看着满满的人头,周围人大多一脸的严肃、紧张,就云保州仍旧一副满不在乎的样子。令贾琏都忍不住为他着急。可这家伙,却笑道:“着急管用还是紧张管用?咱又不是没参加过考试,不过是换了个地儿而已,要是着急紧张都管用,咱还读书作甚?”
听云保州这样一说,贾琏倒是愣了一下,但周围好些个学子,却是忿忿地转过头望了过来。正好此时贡院大门打开,云保州便提着篮子往门口排队去了,贾琏再想说什么,却是已经来不及。
看着缓缓关上的贡院大门,贾琏一时也说不出自己心里是个什么感受。只悄悄的在自己也没注意到的时候,捏紧了拳头。
贾琏转身去了城外,先到黛玉的温泉庄子,去瞧了黛玉。碰巧武郡王妃也在那边儿,贾琏便没有多留,只拿了些,黛玉庄子上特有的产物,便又去了自家的庄子。
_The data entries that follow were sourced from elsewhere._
PR #7334, opened 2026-01-16
Apply configurable penalty to gates in car profile

### LINKED ISSUE #6757: barrier=gate and barrier=lift_gate should not be whitelisted in car profile
Hi,
currently in car profile **barrier=gate** and **barrier=lift_gate** are per-se whitelisted which means one can not use  access tag on that note. 

These 2 types of barriers should be processed with access tags in mind as they may be typically open so usable by the public, or they may be typically closed meaning its not usable by the public.

With the whitelisting in place there is no way to prohibit the OSRM car routing from using that path other then tagging the way, which may be completely okay to use for the public.

So please remove the  whitelisting for these 2 types of barriers.

This is the commit i am running now with:

https://github.com/flohoff/osrm-backend/commit/0eabdc96ff15ac2561edecb56dfa06361fcb228b

Flo

afarber:
# Issue

Fixes #6757                                                                                                                                                                    
                                                                                                                                                                                 
The car profile currently whitelists `barrier=gate` and `barrier=lift_gate`, making them unconditionally passable when no access tag is present. This is problematic because many real-world gates lack explicit access tags but are not publicly accessible.                                                                                                        
                                                                                                                                                                                     
This PR applies a configurable time penalty (default 60 seconds) to gates:                                                                                                         
                                                                                                                                                                                     
- Gates without access tags are routable but incur a 60-second penalty                                                                                                             
- Gates with `access=yes/permissive/designated` bypass the penalty (explicitly open)                                                                                               
- Gates with `access=no` remain blocked                                                                                                                                            
- Penalty is configurable via `profile.barrier_penalties` table                                                                                                                    
- Adds new `Gate` obstacle type for explicit handling                                                                         
                                                                                                                                                                                 
## Tasklist

 - [ ] review
 - [x] adjust for comments


## Requirements / Relations

- https://github.com/valhalla/valhalla/pull/3078
- https://github.com/valhalla/valhalla/pull/3154                                                                                      
- https://github.com/graphhopper/graphhopper/pull/2345
- https://github.com/graphhopper/graphhopper/issues/168

### DIFF
--- a/profiles/car.lua
+++ b/profiles/car.lua
@@ -364,17 +364,20 @@ function process_node(profile, node, result, relations)
       local sensory = node:get_value_by_key("sensory")
       local audible_fence = barrier == "fence" and sensory and (sensory == "audible" or sensory == "audio")
 
+      -- check if barrier has a configurable penalty (e.g., gates)
+      local barrier_penalty = profile.barrier_penalties[barrier]
+
       if not profile.barrier_whitelist[barrier]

王熙凤见贾琏这么早便过来,很有些好奇,问了才知道今日春闱开考,不由得看着贾琏欲言又止。贾琏见她那模样笑道:“可别这么着瞧着爷!”说着靠近了王熙凤的耳边低声笑道:“不知道的还以为奶奶要留爷在这里歇下呢。”
王熙凤一听这话儿,没好气的拍开了贾琏的脑袋,啐道:“没个正经儿!”自己却是红了脸颊。
二人一时说笑,不想春哥儿的奶嬷嬷急得满头大汗的跑进了院子来,远远地便哭喊道:“不好了奶奶!不好了呀!”贾琏一听便怒道:“嚷嚷什么呢?奶奶好着呢!”
那奶妈子定是没料到贾琏会在屋里,一时吓得不敢着声,只不住的低着头掉眼泪。平儿见了没好气的道:“究竟何事,你倒是说啊,奶奶跟爷还在屋里等着呢。”那奶妈子抬眼瞧了瞧平儿,压低了声儿道:“平儿姑娘可得救救我。”
平儿皱着眉头问道:“你倒说说何事儿,不然我也不知怎么救你不是?”那奶妈子又看了看平儿才哭丧着脸道:“春哥儿不见了。”那声儿小得蚊子似得,偏平儿就听了个正正好!
平儿一听大惊道:“多久会儿的事儿?还不快进去禀了奶奶跟爷?”说着平儿便掀了帘子要让里边儿去。那奶妈子赶紧上前拉了平儿的衣袖道:“姑娘救命啊!”说着就要跪下。
正在此时,王熙凤的声音从里面传了出来,问道:“外面怎么回事儿?还不进来!”听到王熙凤的声音,那奶娘更是吓得浑身颤抖,不由得一下子便跪在了地上。
平儿见此,很是皱眉的说道:“给我跪下也没用,我也不过是个伺候人的。奶奶跟爷都在里边儿候着,不管你是为何事儿,拖久了对你都没得好处。”说完甩开那奶娘便进了屋子。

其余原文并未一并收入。